SEATTLE (Diya TV) — A team of computer scientists from the University of Washington have built a robot hand that can not only perform dexterous manipulation, but also has the ability to learn from its experiences without the assistance of human direction.
The latest results from the trials have been detailed in a paper, which will be presented during this month’s International Conference on Robotics and Automation.
“Hand manipulation is one of the hardest problems that roboticists have to solve,” said Vikash Kumar, a UW doctoral student in computer science and engineering and lead author of the paper. “A lot of robots today have pretty capable arms but the hand is as simple as a suction cup or maybe a claw or a gripper.”
The research team spent years custom-building what has become one of the world’s most highly capable five-fingered robot hands, which possesses a model that enables a computer to analyze movements in real time. In the latest demonstration, the group of researchers applied the model to real-world tasks like rotating an elongated object.
With each attempt, the robot hand becomes more and more adept at spinning the tube, thanks to algorithms that help it model basic physics involved in the action, and the plan required to achieve desired results. See the robot hand in action in the below video.
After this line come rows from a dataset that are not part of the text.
PR #49, opened 2019-08-18
Handle Estonian, Slovak, etc. for title="wikipedia:<language> phonology"

jacksonllee:
For whatever reason, languages like Estonian and Slovak use `title="wikipedia:<language> phonology"` (as opposed to `Appendix:<language> pronunciation` that we've seen for other languages we've scraped so far) in the underlying HTML to signal a pronunciation. This PR expands the `<li>` XPath selector to coverage these languages. To make sure the change works, I've updated the smoke test to include Slovak.

### DIFF
--- a/CHANGELOG.md
+++ b/CHANGELOG.md
@@ -12,6 +12,10 @@ and this project adheres to [Semantic Versioning](http://semver.org/spec/v2.0.0.
 ### Deprecated
 ### Removed
 ### Fixed
+- Updated the `<li>` XPath selector for `title="wikipedia:<language> phonology"`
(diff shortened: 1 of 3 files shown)


jacksonllee:
> Should we bump the version number when making a major change like this? Or should we do that in a separate PR?

A separate PR for a version number bump would allow a clean commit history, though admittedly I already did have a PR (#45...) with both code changes and a version number update. Regardless, in our present case, we still have other fixes/updates coming in before we're ready for a version bump.

kylebgorman:
SGTM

The movement was developed at the university’s Movement Control Laboratory, and completely contrasts with robotics demonstrations that require people to program a robot’s individual movements in order to complete a task.
“Usually people look at a motion and try to determine what exactly needs to happen — the pinky needs to move that way, so we’ll put some rules in and try it and if something doesn’t work, oh the middle finger moved too much and the pen tilted, so we’ll try another rule,” said senior author and lab director Emo Todorov.
“It’s almost like making an animated film — it looks real but there was an army of animators tweaking it,” Todorov said. “What we are using is a universal approach that enables the robot to learn from its own movements and requires no tweaking from us.”
This research, development and production of the robot hand of course came at a price — $300,000 is what the university has spent thus far on the dexterous robot hand. It uses a shadow hand skeleton actuated with a custom pneumatic system and can move faster than a human hand. The overall result is far too expensive for commercial or industrial use, but has allowed researchers to push core technologies and test innovative strategies.
“There are a lot of chaotic things going on and collisions happening when you touch an object with different fingers, which is difficult for control algorithms to deal with,” said co-author Sergey Levine, who worked on the project as a postdoctoral fellow at University of California, Berkeley. “The approach we took was quite different from a traditional controls approach.”